> DATA PROVIDED
PR #2152, opened 2023-01-30
Merge PR #2123 and PR #2140 + fivebtnremote files merge

stickpin:
- Merge PR #2123 and PR #2140
- fivebtnremote.py and fivebtnremotezha.py are now combined together

FYI @MatMaul, @TheJulianJES, @MattWestb

PR #2140, opened 2023-01-27
TRADFRI remote control - add fw support v24.4.5

stickpin:
TRADFRI remote control  - Add support for firmware v24.4.5

More details in this bug report: https://github.com/zigpy/zha-device-handlers/issues/2139

PR #2155, opened 2023-01-31
Refactor IKEA five button remote quirks

TheJulianJES:
This combines the quirks from `fivebtnremotezha.py` and `fivebtnremote.py`, as they are one device with different firmware versions and the device automation triggers all seem to be the same (they were somewhat duplicated previously).

One parameter was changed to `537` in https://github.com/zigpy/zha-device-handlers/pull/1511, but [after some discussion](https://github.com/zigpy/zha-device-handlers/pull/2123#discussion_r1089477679), this seems to invalid and we can likely just replace it with the same device automation triggers for the other automations (which is done in this PR).

Also tested the changes with two different firmware versions of the IKEA five button remote.

--- 

Note: The automation triggers are all the same now (and not missing): all quirks inherit from `IkeaTradfriRemote1`.

@MattWestb @stickpin for review

This takes out the refactoring part from:
- https://github.com/zigpy/zha-device-handlers/pull/2123
- https://github.com/zigpy/zha-device-handlers/pull/2152

When merged, I'll rebase the following PRs:
- https://github.com/zigpy/zha-device-handlers/pull/2123 (to only add the two new triggers)
- https://github.com/zigpy/zha-device-handlers/pull/2140 (to add the new signature with existing triggers)

(Having separate PRs for the (1) refactoring, (2) added triggers and (3) for the new signature makes it so we don't have one huge commit on the repo that changes a bunch of things)

(I've also done the refactoring here in multiple commits (will be squashed when merging), so it's easier to see the exact steps/changes here).


stickpin (approved):

MattWestb (approved):
I only having v24.4.5 in my test system and production system is no use testing the quirk (with old ver 3 quirk) if its working OK for your remotes with it.
Lets get it merged and we can testing the v24.4.5 in the next PR.

PR #3319, opened 2024-08-26
Add Tuya PowerConfiguration cluster for 3 AAA devices

cecinitmortem:
Update Tuya __init__.py with class for 3 AAA devices like TZE200_vvmbj46n or TZE200_locansqn.

I have the two devices mentioned above with 3 AAA batteries. Currently the custom quirk for them is not in ZHA. Both devices work fine with just using the 2AAA battery class, however I think it makes sense to implement this natively. 

The class is just copied from the currently existing 2 AAA class and the BATTERY_QUANTITY is set to 3.


zhaquirks/tuya/__init__.py
```diff
@@ -954,6 +954,20 @@ class TuyaPowerConfigurationCluster2AAA(PowerConfiguration, TuyaLocalCluster):
...
+
+    BATTERY_SIZES = 0x0031
+    BATTERY_QUANTITY = 0x0033
+    BATTERY_RATED_VOLTAGE = 0x0034
+
+    _CONSTANT_ATTRIBUTES = {
+        BATTERY_SIZES: 4,
+        BATTERY_QUANTITY: 3,
+        BATTERY_RATED_VOLTAGE: 15,
+    }
```
TheJulianJES, line 968: Take a look at `TuyaPowerConfigurationCluster2AAA`, it grabs the ZCL IDs from zigpy instead of needing to specify them again. Let's also do that here.

TheJulianJES (commented):
Ideally, we'd add this with an official quirk actually using it.

PR #3357, opened 2024-09-10
Add Aqara H1 Wireless Remote Double Rocker variant

tfranzel:
## Proposed change

This is a variation for the Aqara H1 Double Rocker. 

Search led me here: https://github.com/zigpy/zha-device-handlers/issues/940#issuecomment-1001107154
and here https://gist.github.com/xuxiaoqiao/6ed8dcb950f26337218d0507733970a0#file-aqara_h1_remote-py

Unfortunately it didn't work because my device quirk somehow wasn't recognized properly.

By looking at the debug messages and tinkering a bit, I found that my device's `INPUT_CLUSTERS` are slightly different and a single line flip in **Variant 3** did the trick for me:

```diff
-                INPUT_CLUSTERS: [Basic.cluster_id, PowerConfiguration.cluster_id, Identify.cluster_id,], 
+                INPUT_CLUSTERS: [Basic.cluster_id, Identify.cluster_id, PowerConfiguration.cluster_id,], 
```

This has been working flawlessly for several months for me.

Sorry if this is not done properly, but I only have a limited understanding what is going on here 😅 

### DIFF
--- a/zhaquirks/xiaomi/aqara/remote_h1.py
+++ b/zhaquirks/xiaomi/aqara/remote_h1.py
@@ -393,3 +393,88 @@ class RemoteH1DoubleRocker4(RemoteH1DoubleRocker1):
             },
         },
     }
+
+
+class RemoteH1DoubleRocker5(RemoteH1DoubleRocker1):
+    """Aqara H1 Wireless Remote Double Rocker Version WRS-R02, variant 5."""
+
+    signature = {
+        MODELS_INFO: [(LUMI, "lumi.remote.b28ac1")],
+        ENDPOINTS: {
+            1: {
+                PROFILE_ID: zha.PROFILE_ID,
+                DEVICE_TYPE: zha.DeviceType.COLOR_DIMMER_SWITCH,
+                INPUT_CLUSTERS: [
+                    Basic.cluster_id,
+                    Identify.cluster_id,
+                    PowerConfiguration.cluster_id,
+                ],
+                OUTPUT_CLUSTERS: [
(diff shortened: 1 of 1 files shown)


TheJulianJES:
The list order doesn't matter, but variant 3 has these empty clusters at the end:
```python
            4: {},
            5: {},
            6: {},
```
That's probably why it doesn't match. Adding another variant should be fine though.

tfranzel:
Hey @TheJulianJES,

I have no idea how the signature matching works, but your statement does not really match my experience here. 

I tried those quirks from the gist above and it **did not work** right away. Only after flipping the `INPUT_CLUSTER` order, it started working. I basically adapted the "shape" from the HA device info dump into the quirk.

As a matter of fact, I bought the same device again a couple of days ago. Turns out the new device is again different and does indeed have empty clusters 4/5/6. Had to create another one as it was not matching out-of-the box. I should probably add that one also.

Is there by any chance some doc on how all of this zigbee stuff works (without reading some 1000 page specification)?

bergerx:
possibly related issue https://github.com/home-assistant/core/issues/122689

tfranzel:
there are the changes I successfully been using for a year. imho should be merged.

TheJulianJES:
I'll leave this PR open to come back to it, but my comment above still holds true. The order of clusters is completely irrelevant for quirk matching. It's the empty endpoints you've added that allows a match with your devices.

We might even be able to convert this to a v2 quirk in the future and avoid the signature matching completely. Again, I'll leave the PR open to come back to it eventually.

PR #3378, opened 2024-09-21
Add GIEX smart valve `_TZE284_7ytb3h8u` variant

prairiesnpr:
## Proposed change
Add GEIX Smart Valve Variant _TZE284_7ytb3h8u.

## Additional information
Newer TUYA devices are adding an additional cluster ```0xed00``` this adds that variant. [Manufacturer confirmed that this is working.](https://community.home-assistant.io/t/giex-smart-product-manufacturer/772792/10)

## Checklist

### DIFF
--- a/zhaquirks/tuya/ts0601_valve.py
+++ b/zhaquirks/tuya/ts0601_valve.py
@@ -16,7 +16,7 @@ from zhaquirks.const import (
     OUTPUT_CLUSTERS,
     PROFILE_ID,
 )
-from zhaquirks.tuya import EnchantedDevice, TuyaLocalCluster
+from zhaquirks.tuya import TUYA_CLUSTER_ED00_ID, EnchantedDevice, TuyaLocalCluster
 from zhaquirks.tuya.mcu import (
     DPToAttributeMapping,
     TuyaMCUCluster,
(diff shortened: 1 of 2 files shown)


zhaquirks/tuya/ts0601_valve.py
```diff
@@ -422,3 +422,48 @@ class GiexValve(CustomDevice):
...
+            # input_clusters=[0x0000, 0x0004, 0x0005, 0xed00, 0xef00]
+            # output_clusters=[0x000a, 0x0019]>
+            1: {
+                PROFILE_ID: zha.PROFILE_ID,
+                DEVICE_TYPE: zha.DeviceType.SMART_PLUG,
+                INPUT_CLUSTERS: [
+                    Basic.cluster_id,
+                    Groups.cluster_id,
+                    Scenes.cluster_id,
+                    TUYA_CLUSTER_ED00_ID,
```
TheJulianJES, line 445: As a note, this is not in the `replacement`. It doesn't really matter though, as there are no attributes on it (that we use) and I think that's in the manufacturer cluster range, so we'd need an (empty) CustomCluster.

TheJulianJES (approved):
Thanks!

PR #3379, opened 2024-09-22
Remove LevelControl cluster for IKEA INSPELNING plugs

folfy:
The new smart plug suffers from the same issue like all IKEA plugs, unnecessary level controls in the configuration panel:
inspelning

## Proposed change

Expanded Quirk to be applied to new plug as well.

## Checklist

### DIFF
--- a/zhaquirks/ikea/plug.py
+++ b/zhaquirks/ikea/plug.py
@@ -9,6 +9,7 @@ from zhaquirks.ikea import IKEA
 (
     QuirkBuilder(IKEA, "TRADFRI control outlet")
     .also_applies_to(IKEA, "TRETAKT Smart plug")
+    .also_applies_to(IKEA, "INSPELNING Smart plug")
     .removes(LevelControl.cluster_id)
     .add_to_registry()
 )


MattWestb:
Its the "personality" of all IKEA Zigbee 3.0+ devices then they is using remotes with level with On / Off then being direct paired with devices (tush link).
Funny is that Tretakt is also exposing the light level attributes with Dirigera and Matter integration to HA so very likely Inspelning is doing the same.

By the way where did you getting the plug ?
I have not seen it in Vienna but its in there the system but hidden and not in the store shelf.

MattWestb (approved):
Looks very OK  for me.

folfy:
@MattWestb Yeah, it's not on the website or in their "normal" system yet, but I asked at Wien Westbahnhof on Thursday, and they told me they get a shipment of 30pcs on Friday to be put into the shelves the same day. Sure enough they were there in the afternoon, as promised, so feel free to grab one while they last. :D

Also, there's issue #3374 - Looks like we need to update the ac_power_divisor and consider it on power-value updates, see my [last comment](https://github.com/zigpy/zha-device-handlers/issues/3374#issuecomment-2366735032)

MattWestb:
I was also at Wbh on Thursday but was not asking and need going on Monday if i can get time for getting some of them.
Its very likely the power is not OK set in the device but also if it the original firmware or the latest production ?
If its only the factory one then leaving it and update the firmware to the latest production one and dont need struggling with quirk.

MattWestb:
Interesting testing you have done !!
I was not knowing it  was allowed changing this attribute "on the fly".
First i was thinking they way using wrong datatypes and must being corrected for getting the full range but with your testing i think its one new way of "extending the Zigbee specification" but i think its need being implanted i ZHA /zigpy.

Ping our @puddly and @TheJulianJES  !!!
Some thinking of this problem ?
If IKEA is using "dynamic changing attribute" on the Measurement Cluster we must pulling it or catching if getting it reprtebal in the device so the system can using it.

puddly:
Is this attribute reportable? I wonder how the IKEA hubs avoids polling the attribute.

folfy:
@puddly Unfortunately don't have an IKEA hub, but tomorrow I'll try to check in the ZHA logs if I maybe can see the attribute being pushed by the plug automatically, where it maybe/hopefully just isn't evaluted by us yet. So far just been manually fetching/checking it for the first analysis of the issue:
inspelning_cluster
If not, I'll consider to get some IKEA hub, just to find out what's going on there xP

puddly:
The attribute is apparently reportable according to the spec, we should just add it to the list of attributes to set up for reporting.

I hope the device sends updates to that attribute first. Otherwise, the quirk will need logic to handle it.

MattWestb:
Thanks our @puddly for taking on look !!
You have  getting one email with  my first paring with DIRIGERA  but its on the factors firmware so perhaps not OK.
I do one new sniff then its updated and sending it to you.

Thanks in advance !!!

MattWestb:
With the latest firmware is indeed reporting the `AC Power Divisor (0x0605)` if the power his higher then the lowerst setting and also updating it later if its needed.
But is normally not sending one 0 if the current  power is zero in the  last report.
So some logic  need being  implemented here.
Here is one sniff with one toaster  with 1300W and one light of 0.5 W and  some zero loaded between.

[INSPPELNING03.pcapng.gz](https://github.com/user-attachments/files/17096674/INSPPELNING03.pcapng.gz)

(PS: only Puddly have my network key)

MattWestb:
PS: I think we shall moving  the power factor out of this PR then its good ass it it and making one new PR / issue for the "dynamic power factor" implementation.

TheJulianJES (approved):
Thanks!
(The `ac_power_divisor` attribute stuff needs to be addressed separately in ZHA.)

PR #3380, opened 2024-09-22
Add Tuya TS130F `_TZ3000_qqdbccb3` curtain roller

ethervoid:
## Proposed change

This PR includes a new signature for the Zemismart curtain switch with reference WN2-EC1E because the current one doesn't work for this device.

Basically is a new signature for the device already present but this one has a different signature.

## Additional information

signal-2024-09-22-172942_002

signal-2024-09-22-172942_003

## Checklist

### DIFF
--- a/zhaquirks/tuya/ts130f.py
+++ b/zhaquirks/tuya/ts130f.py
@@ -196,6 +196,7 @@ class TuyaZemismartWNEC1ETS130F(CustomDevice):
                 DEVICE_TYPE: zha.DeviceType.WINDOW_COVERING_DEVICE,
                 INPUT_CLUSTERS: [
                     Basic.cluster_id,
+                    Identify.cluster_id,
                     Groups.cluster_id,
                     Scenes.cluster_id,
                     TuyaWithBacklightOnOffCluster,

> EXERCISE DETAILS
Every line holding the word "Looks" should be copied out of the records above.

> TASK RESPONSE
Looks very OK  for me.
Also, there's issue #3374 - Looks like we need to update the ac_power_divisor and consider it on power-value updates, see my [last comment](https://github.com/zigpy/zha-device-handlers/issues/3374#issuecomment-2366735032)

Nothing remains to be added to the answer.